I observed the following order of learning (among the relatively successful generated examples by human grading), i.e., what features of the training data are consecutively picked up as the model gets larger and loss gets smaller:
-
It learns the basic length pattern of poem lines, i.e., typically each line has two verses with equal number of characters.
-
It learns grammar (which is simple for poems), the distinction between verbs and nouns etc. Actully this is picked up around the same time as 1), I couldn't really tell which happened first.
-
It learns how to rhyme, namely it picks up phonetic information in the Chinese characters.
-
The meaning and imageries in the poem bodies start to make sense. This happens around the same time as 3), I couldn't really tell which happend first.
-
The last and the most difficult thing to learn, is for the meaning of the title to match the meaning of the poem body. And it still does not do too well after the optimal loss is achieved. However up to stage 2) there is absolutely no such matching observed.
-
One thing it never seems to have learned is a particular rule for rhyme: one should not use two identical characters to rhyme, and it is preferable not to use two different characters with the same pronunciations to rhyme (the latter is not a strict rule, see the snippet of the train data set I gave, where "宫" and “弓” are used to rhyme ). This is reflected in the failed example I showed above (the character 鳴 appeared twice at the end of two verses).
However, I do notice this is not learnt very well even in large models like chatGPT4, which makes similar mistakes from time to time.
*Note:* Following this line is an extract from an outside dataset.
PR #1414, opened 2026-08-29
actionAngleVerticalInverse: the momentum-matched family

jobovy-agent:
Stacked on #1412.

The anomaly map of #1412 describes a single torus. This stores it across the energy grid together with the amplitude, which together are the entire stored content of the canonical map in the new scheme — there is no table of angle-fit coefficients, because the auxiliary torus carries the target's content through the anomaly map alone.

Removing positional encoding layer still results in reasonable output, though significantly reducing efficiency. Without any positional encoding layer, I can achieve optimal cross entropy loss of 4.65 with 8.1M parameters (compare with 4.53 with 6.5M parameters when positional encoding is present). The following is one of the higher-quality example output, which still would not pass human grading:
初山林宿,故鄉作 (machine generated without the positional encoding layer, fail by human grading)
忽想雞林客,披襟煙景閑。
悟談人罕玩,望客柳陰山。
亂木長風起,餘花遠樹還。
雲齊惹煙影,泉倒落花閑。
歸路何時返,寒江若不關。
I did not include a tranlation for this one, the first two lines really don't make sense other than being grammatically correct.
In this example, it is clear it learns all features of 1) to 5) discussed above, just a little worse on each.
If causal masking is also removed, I would get complete gibberish.